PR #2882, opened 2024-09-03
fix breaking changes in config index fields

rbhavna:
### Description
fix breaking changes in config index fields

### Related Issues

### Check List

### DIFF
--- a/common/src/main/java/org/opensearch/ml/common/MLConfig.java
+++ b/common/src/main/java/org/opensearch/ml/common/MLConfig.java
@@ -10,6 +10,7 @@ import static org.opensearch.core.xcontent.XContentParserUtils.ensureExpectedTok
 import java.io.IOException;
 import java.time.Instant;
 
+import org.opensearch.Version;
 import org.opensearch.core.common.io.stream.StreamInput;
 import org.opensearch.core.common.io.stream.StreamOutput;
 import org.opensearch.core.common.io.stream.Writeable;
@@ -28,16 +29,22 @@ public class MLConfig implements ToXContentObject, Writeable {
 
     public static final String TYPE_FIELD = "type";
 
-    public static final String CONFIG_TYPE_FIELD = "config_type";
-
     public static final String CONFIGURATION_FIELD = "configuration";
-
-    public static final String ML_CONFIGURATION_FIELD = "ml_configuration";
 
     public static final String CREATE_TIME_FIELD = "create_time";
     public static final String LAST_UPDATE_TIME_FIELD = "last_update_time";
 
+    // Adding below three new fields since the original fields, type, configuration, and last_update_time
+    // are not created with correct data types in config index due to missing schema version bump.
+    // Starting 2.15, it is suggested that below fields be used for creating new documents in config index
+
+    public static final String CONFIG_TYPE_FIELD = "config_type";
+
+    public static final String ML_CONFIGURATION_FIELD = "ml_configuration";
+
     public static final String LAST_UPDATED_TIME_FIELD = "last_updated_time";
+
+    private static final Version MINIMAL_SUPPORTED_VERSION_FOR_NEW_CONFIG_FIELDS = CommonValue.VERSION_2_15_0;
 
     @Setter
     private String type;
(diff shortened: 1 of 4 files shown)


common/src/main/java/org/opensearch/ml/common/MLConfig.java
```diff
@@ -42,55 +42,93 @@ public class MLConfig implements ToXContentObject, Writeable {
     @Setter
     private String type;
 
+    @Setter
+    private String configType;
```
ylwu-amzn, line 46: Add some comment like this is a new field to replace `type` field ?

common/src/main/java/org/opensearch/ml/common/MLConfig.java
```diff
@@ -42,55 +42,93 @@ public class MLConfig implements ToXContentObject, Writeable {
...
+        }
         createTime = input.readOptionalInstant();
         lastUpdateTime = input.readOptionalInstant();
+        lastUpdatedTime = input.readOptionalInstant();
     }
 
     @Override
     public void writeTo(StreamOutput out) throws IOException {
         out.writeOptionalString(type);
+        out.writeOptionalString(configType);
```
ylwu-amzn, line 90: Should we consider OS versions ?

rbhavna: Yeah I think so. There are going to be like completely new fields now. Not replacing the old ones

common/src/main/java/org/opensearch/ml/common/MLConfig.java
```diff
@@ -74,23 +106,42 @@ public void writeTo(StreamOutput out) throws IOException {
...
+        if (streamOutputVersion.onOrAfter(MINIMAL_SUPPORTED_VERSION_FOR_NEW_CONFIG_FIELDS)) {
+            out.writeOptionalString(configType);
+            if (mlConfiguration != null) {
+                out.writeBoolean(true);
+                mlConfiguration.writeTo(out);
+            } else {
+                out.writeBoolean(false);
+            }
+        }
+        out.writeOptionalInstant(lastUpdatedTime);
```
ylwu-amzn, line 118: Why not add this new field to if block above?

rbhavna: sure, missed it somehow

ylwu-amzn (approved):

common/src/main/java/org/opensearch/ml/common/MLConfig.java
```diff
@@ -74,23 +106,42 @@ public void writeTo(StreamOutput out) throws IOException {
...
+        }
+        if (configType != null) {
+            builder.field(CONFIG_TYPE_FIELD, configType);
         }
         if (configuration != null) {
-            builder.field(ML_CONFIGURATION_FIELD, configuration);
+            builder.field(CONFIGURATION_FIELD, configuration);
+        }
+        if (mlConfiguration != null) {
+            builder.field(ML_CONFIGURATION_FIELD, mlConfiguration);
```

# # # #

In the entries above, identify every line with the word "private". Copy those lines.

§ **RESULT**:
+    private static final Version MINIMAL_SUPPORTED_VERSION_FOR_NEW_CONFIG_FIELDS = CommonValue.VERSION_2_15_0;
     private String type;
     private String type;
+    private String configType;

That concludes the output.